The Commission's complaint also alleges that Tasty Fries, Edward Kelly, and Louis Kelly engaged in improper unregistered offers and sales of Tasty Fries common stock by compensating advisors and consultants with common stock in sales that the company did not effectively register. Tasty Fries used this stock to pay consultants and advisors who either did not provide bona fide services to Tasty Fries or provided promotional and investor relations services. In three such instances, Louis Kelly, an attorney licensed in Pennsylvania, authored the legal opinions that the company filed with its ineffective registration statements. The complaint further alleges that Tasty Fries and Edward Kelly also engaged in improper unregistered sales of Tasty Fries common stock by engaging in so-called "gypsy swaps" in which they arranged for shareholders to sell purportedly nonrestricted Tasty Fries stock to others, in exchange for which Tasty Fries ultimately received all or some of the stock purchase price, and the selling shareholders received from the company new restricted shares, which sometimes included extra bonus shares provided as an inducement for the shareholders to sell their purportedly nonrestricted stock. The complaint alleges that this conduct violated Sections 5(a) and 5(c) of the Securities Act.

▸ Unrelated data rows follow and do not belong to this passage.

PR #610, opened 2026-07-25
feat(updater): macOS (Apple Silicon) in-app auto-update

### LINKED ISSUE #609: macOS in-app auto-update (signed-ZIP self-update, Phase E)
## Problem

On macOS, Settings → "Check for updates" does nothing: `AutoUpdater.ts` gates the whole in-app updater on `process.platform === 'win32'` (AutoUpdater.ts:36). macOS users must manually download the DMG even though a newer release exists.

Additionally, the renderer's `handleCheck` (SettingsPanel.tsx UpdateStatus) ignores the handler's direct `not-available` return, so unsupported platforms get stuck in the 'checking' state.

## Plan

Keep the fail-closed SHA-256 manifest pinning philosophy and install atomically via Squirrel.Mac (ShipIt):

1. **Detect** — poll `update.electronjs.org/openwong2kim/wmux/darwin-arm64/<version>` (infra already exists: MakerZIP darwin artifact `wmux-darwin-arm64-<ver>.zip` is signed + notarized + stapled in CI).
2. **Download + verify** — CI publishes a new `update-manifest-darwin-arm64.json` (version / file / sha256 / url) release asset; reuse the existing `downloadAndVerify` SHA-256 pinning path.
3. **Install** — serve the verified local ZIP over a loopback HTTP server (random port + random token path) as a Squirrel.Mac JSON feed, then `autoUpdater.setFeedURL` + `quitAndInstall()` (same pattern electron-updater uses; Squirrel.Mac does not trust file:// feeds).

### Changes
- `src/main/updater/verifyUpdate.ts` — generalize manifest schema (`setupExe` | `file` → `fileName`); Windows manifest stays byte-compatible.
- `src/main/updater/LocalUpdateFeed.ts` (new) — loopback feed server, Electron-free.
- `src/main/updater/AutoUpdater.ts` — darwin-arm64 support, platform-specific feed/manifest URLs, darwin install path, unsigned-build fail-closed error message.
- `.github/workflows/release.yml` — macos job publishes `update-manifest-darwin-arm64.json`.
- `src/renderer/components/Settings/SettingsPanel.tsx` — fix 'checking' stuck state on unsupported platforms.
- Tests: platform gating, manifest schema, LocalUpdateFeed, download filename generalization.

### Out of scope
- CLI shim refresh after update (macos-compat-plan #3) — follow-up.
- Intel (x64) builds — not produced.

Daemon survives the quit/relaunch (detached), so sessions persist across the update, matching the Windows UX.

openwong2kim:
Closes #609.

On macOS, Settings → "Check for updates" did nothing: the whole updater was gated on `process.platform === 'win32'`, so Mac users had to notice a release, download the DMG and drag it over the old app. This adds the darwin-arm64 path, keeping the existing fail-closed SHA-256 pinning philosophy end to end.

## How it works

1. **Detect** — poll `update.electronjs.org/openwong2kim/wmux/darwin-arm64/<version>`. Same code path as win32; only the platform segment differs.
2. **Verify** — the release pipeline now publishes `update-manifest-darwin-arm64.json`, and the existing `downloadAndVerify` pins the ZIP's SHA-256 against it. Any mismatch or transport error refuses the install outright.
3. **Install** — Squirrel.Mac does not trust `file://` feeds, so the verified ZIP is served from `127.0.0.1` on an ephemeral port under a random token path (the pattern electron-updater uses), handed to Electron's built-in `autoUpdater` as a JSON feed, and installed on `quitAndInstall()`. The daemon is detached, so sessions survive the relaunch exactly as on Windows.

## Changes

- `src/main/updater/verifyUpdate.ts` — `UpdateManifest` generalized to `{version, fileName, sha256, url}`. `validateManifest` accepts `setupExe` (the Windows manifest, byte-unchanged so already-shipped clients keep working) or `file` (darwin) and normalizes both. Every other check — https + `github.com` allowlist, 64-hex sha256, version match — is unchanged and applies to both shapes.
- `src/main/updater/LocalUpdateFeed.ts` (new) — loopback feed server, pure `node:http`, electron-free so it is unit-testable. Two token-scoped routes, everything else 404s; lives only for the duration of one install.
- `src/main/updater/AutoUpdater.ts` — `isUpdaterSupported` now `win32 || (darwin && arm64)`; per-platform feed segment and manifest file; temp download name from the manifest instead of a hardcoded `.Setup.exe`. `performInstall`'s win32 branch is untouched. Any Squirrel error tears down the feed, clears the install guard and surfaces `UPDATE_ERROR` — a code-signature failure (an unsigned local build can never self-update) becomes an actionable message pointing at the DMG rather than a silent no-op.
- `.github/workflows/release.yml` — the macOS job hashes the signed+notarized darwin-arm64 zip and uploads the manifest. Separate file from the Windows manifest, so the two legs never race and a failure in one cannot damage the other. The Windows job is untouched.
- `src/renderer/components/Settings/SettingsPanel.tsx` — `handleCheck` ignored the handler's direct `not-available` reply, leaving the row stuck on "checking" forever on any platform without an in-app updater. Fixed (existing i18n keys; no new strings).

## Tests

- `LocalUpdateFeed.test.ts` (new) — feed JSON shape, ZIP served byte-for-byte with Content-Length, 404 on any path outside the random token, unreachable after `stop()`.
- `AutoUpdater.platform.test.ts` — win32 invariants kept byte-identical; new darwin-arm64 coverage (own feed + manifest URLs, loopback JSON feed handed to Squirrel, `quitAndInstall` on `update-downloaded`, code-signature error fails closed); the "unsupported" cases are now linux and Intel macOS.
- `verifyUpdate.test.ts` — `setupExe`/`file` both normalize to `fileName`, reject when neither is present, and every other validation still applies to the darwin shape.

`npm run test:parallel`: 7845 passed / 22 skipped, 579 files. Typecheck clean; lint reports no new errors on touched files. (`bootMarker.runtime.test.ts` fails identically on a clean `main` checkout — pre-existing timing flake, unrelated.)

## Out of scope

- CLI shim refresh after an update (macos-compat-plan #3) — follow-up.
- Intel (x64) macOS — no build is produced.

Verified end to end only at the unit level; the live path needs a real signed release tag with `ENABLE_CROSS_PLATFORM_RELEASE=true`.

## Summary by CodeRabbit

- **New Features**
  - Enabled in-app updates for Apple Silicon macOS using a locally served, verified update feed and macOS-appropriate installation flow.
  - Normalized update manifest artifact names across platforms for consistent download/verification.
- **Bug Fixes**
  - Prevented update UI from remaining stuck in “Checking for updates…” and ensured correct “Up to date” / “not-available” behavior.
  - Added fail-closed handling for macOS update errors and improved cleanup for superseded/stale downloads.
- **Documentation**
  - Updated the changelog with macOS auto-update behavior, verification, and DMG guidance on self-update limitations.
- **Tests**
  - Expanded macOS Apple Silicon coverage plus loopback feed and verification scenarios (including failure paths).


openwong2kim:
[wmux-hermes] This PR adds in-app auto-update support for Apple Silicon macOS (darwin-arm64), closing the gap where Settings → "Check for updates" was a no-op on Mac and users had to manually download and install the DMG. Detection still polls update.electronjs.org and pins the downloaded ZIP's SHA-256 against a per-platform manifest published by CI, but the final install hands off to Electron's built-in Squirrel.Mac `autoUpdater` via a new loopback `LocalUpdateFeed` (bound to `127.0.0.1` on an ephemeral port under a random token path) because Squirrel.Mac refuses `file://` feeds. The manifest schema in `src/main/updater/verifyUpdate.ts` is generalized (`setupExe` | `file` → `fileName`) while staying byte-compatible with already-shipped Windows clients, `src/main/updater/AutoUpdater.ts` gains the darwin platform branch plus fail-closed error handling that surfaces an actionable message (with a DMG link) when a locally-made unsigned build cannot self-update, `.github/workflows/release.yml` publishes the separate `update-manifest-darwin-arm64.json`, and `src/renderer/components/Settings/SettingsPanel.tsx` fixes a stuck "Checking for updates…" row on unsupported platforms by honoring the handler's direct `not-available` reply. The daemon is detached, so sessions survive the quit/relaunch exactly like the Windows update path.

The Commission's complaint further alleges that Tasty Fries, aided and abetted by Edward Kelly, has failed to make filings with the Commission of required annual, quarterly and current reports; to make and keep books, records, and accounts that accurately and fairly reflect Tasty Fries' transactions and dispositions of Tasty Fries' assets; and to devise and maintain an adequate system of internal accounting controls. As a result, Tasty Fries, aided and abetted by Edward Kelly, violated Sections 13(b)(2)(A), 13(b)(2)(B), and 15(d) of the Exchange Act and Rules 15d-1, 15d-11, 15d-13, and 12b-20, promulgated thereunder. The complaint further alleges that Edward Kelly violated Rule 15d-14 under the Exchange Act by filing certifications of Tasty Fries' required Commission filings that contained false or misleading statements and did not satisfy the Rule's requirements.

Without admitting or denying the allegations in the complaint, Tasty Fries consented to the entry of a final judgment, subject to the court's approval, in which it is permanently enjoined from further violations of Sections 5(a), 5(c) and 17(a) of the Securities Act and Sections 10(b), 13(b)(2)(A), 13(b)(2)(B), and 15(d) of the Exchange Act and Rules 10b-5, 12b-20, 15d-1, 15d-11, and 15d-13 thereunder. Without admitting or denying the allegations in the complaint, Edward Kelly consented to the entry of a final judgment, subject to the court's approval, in which he is: (i) permanently enjoined from further violations of Sections 5(a), 5(c), and 17(a) of the Securities Act, Section 10(b) of the Exchange Act and Rules 10b-5 and 15d-14 thereunder, and from aiding and abetting violations of Sections 13(b)(2)(A), 13(b)(2)(B), and 15(d) of the Exchange Act and Rules 12b-20, 15d-1, 15d-11, and 15d-13 thereunder; (ii) barred from acting as an officer or director of a public company; (iii) ordered to pay disgorgement of his trading profits, plus prejudgment interest, totaling $39,245; and (iv) ordered to tender 3,115,165 shares of Tasty Fries stock for cancellation. Without admitting or denying the allegations of the complaint, Louis Kelly consented to the entry of a final judgment, subject to the court's approval, in which he: (i) is permanently enjoined from further violations of Sections 5(a) and 5(c) of the Securities Act; and (ii) ordered to pay a civil penalty of $19,500.